Saved data entries
-- Opening Marker --
PR #1575, opened 2024-02-20
[2.x] Replace navigation item group normalization juggling with looser comparison 

caendesilva:
This targets v2.x via https://github.com/hydephp/develop/pull/1568

The reason we slugified the label is to have a looser comparison, considering "Foo" and "foo" the same for navigation groups. But messing with the title then makes it harder to format it back. By instead slugifying at comparison time, we bypass this problem. It also has the "side effect" of having more cases where the title is accurate, hence why some tests needed updating.

This is obviously susceptible to race conditions, but there is only so much we can do if the user is not consistent with their group naming. It also kinda makes the internal state "ugly" but since it reduces complexity and improves accuracy I think it's worth it.


caendesilva:
Realizing the part of the problem I'm facing is that the generator doesn't now about all the context when assembling dropdowns. Maybe we need an accessor instead (or add a second factory pass)

PR #1588, opened 2024-02-24
Improved view testing

caendesilva:
Adds some testing helpers and a new test. This PR is considered internal since it only affects the test suite and no public code.


caendesilva:
Realized/remembered that Laravel brings view testing features. I don't think they're 100% the best, so am going to change this to make some improvements to the existing ones.

PR #1592, opened 2024-02-25
Improved helper functions

caendesilva:
Adds helper function documentation and adds a few new global helper functions:

- Add a global `asset()` helper function
- Add a global `route()` helper function
- Add a global `url()` helper function

Design notes:

I debated weather these functions should be global or under the Hyde function namespace. I think making them global is the best. For the majority of users, this will be the most convenient, and for a small subset of users where there are conflicts (such as including Hyde in a Laravel application (which is not "officially" supported)), we can add a constant to disable these functions in case of function registration race conditions. TLDR: I think the small conflict risk is worth the major convenience of global functions. 

Compatibility mode:

To disable the new global functions, define a constant called `HYDE_COMPATIBILITY_MODE` and set it to `true`, and the new functions will not be registered. The constant should be defined early on, for example in a bootstrap file.


caendesilva:
Reminder to people reading this: `HYDE_COMPATIBILITY_MODE` **must** be defined **before** the autoloader is required.

PR #1601, opened 2024-03-01
[2.x] Extract back NavItem class for dropdowns

caendesilva:
Adds back the dedicated class for grouped navigation items, but implemented better this time. This better separates concerns, and makes the data state of both classes clearer, and reduces the need for conditional returns and type logic.


caendesilva:
Could also draw inspiration from Filament of their `->items` method
https://github.com/filamentphp/filament/blob/3.x/packages/panels/src/Navigation/NavigationGroup.php#L65-L73

PR #1610, opened 2024-03-15
Clean up HTML and Blade files

caendesilva:


caendesilva:
Think https://github.com/hydephp/develop/edit/clean-up-html-and-blade/packages/framework/resources/views/components/article-excerpt.blade.php needs some formatting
-- Closing Marker --
BRIEF.
In this exercise, reproduce each line above exactly.

FINISHED TASK.
PR #1575, opened 2024-02-20
[2.x] Replace navigation item group normalization juggling with looser comparison 

caendesilva:
This targets v2.x via https://github.com/hydephp/develop/pull/1568

The reason we slugified the label is to have a looser comparison, considering "Foo" and "foo" the same for navigation groups. But messing with the title then makes it harder to format it back. By instead slugifying at comparison time, we bypass this problem. It also has the "side effect" of having more cases where the title is accurate, hence why some tests needed updating.

This is obviously susceptible to race conditions, but there is only so much we can do if the user is not consistent with their group naming. It also kinda makes the internal state "ugly" but since it reduces complexity and improves accuracy I think it's worth it.


caendesilva:
Realizing the part of the problem I'm facing is that the generator doesn't now about all the context when assembling dropdowns. Maybe we need an accessor instead (or add a second factory pass)

PR #1588, opened 2024-02-24
Improved view testing

caendesilva:
Adds some testing helpers and a new test. This PR is considered internal since it only affects the test suite and no public code.


caendesilva:
Realized/remembered that Laravel brings view testing features. I don't think they're 100% the best, so am going to change this to make some improvements to the existing ones.

PR #1592, opened 2024-02-25
Improved helper functions

caendesilva:
Adds helper function documentation and adds a few new global helper functions:

- Add a global `asset()` helper function
- Add a global `route()` helper function
- Add a global `url()` helper function

Design notes:

I debated weather these functions should be global or under the Hyde function namespace. I think making them global is the best. For the majority of users, this will be the most convenient, and for a small subset of users where there are conflicts (such as including Hyde in a Laravel application (which is not "officially" supported)), we can add a constant to disable these functions in case of function registration race conditions. TLDR: I think the small conflict risk is worth the major convenience of global functions. 

Compatibility mode:

To disable the new global functions, define a constant called `HYDE_COMPATIBILITY_MODE` and set it to `true`, and the new functions will not be registered. The constant should be defined early on, for example in a bootstrap file.


caendesilva:
Reminder to people reading this: `HYDE_COMPATIBILITY_MODE` **must** be defined **before** the autoloader is required.

PR #1601, opened 2024-03-01
[2.x] Extract back NavItem class for dropdowns

caendesilva:
Adds back the dedicated class for grouped navigation items, but implemented better this time. This better separates concerns, and makes the data state of both classes clearer, and reduces the need for conditional returns and type logic.


caendesilva:
Could also draw inspiration from Filament of their `->items` method
https://github.com/filamentphp/filament/blob/3.x/packages/panels/src/Navigation/NavigationGroup.php#L65-L73

PR #1610, opened 2024-03-15
Clean up HTML and Blade files

caendesilva:


caendesilva:
Think https://github.com/hydephp/develop/edit/clean-up-html-and-blade/packages/framework/resources/views/components/article-excerpt.blade.php needs some formatting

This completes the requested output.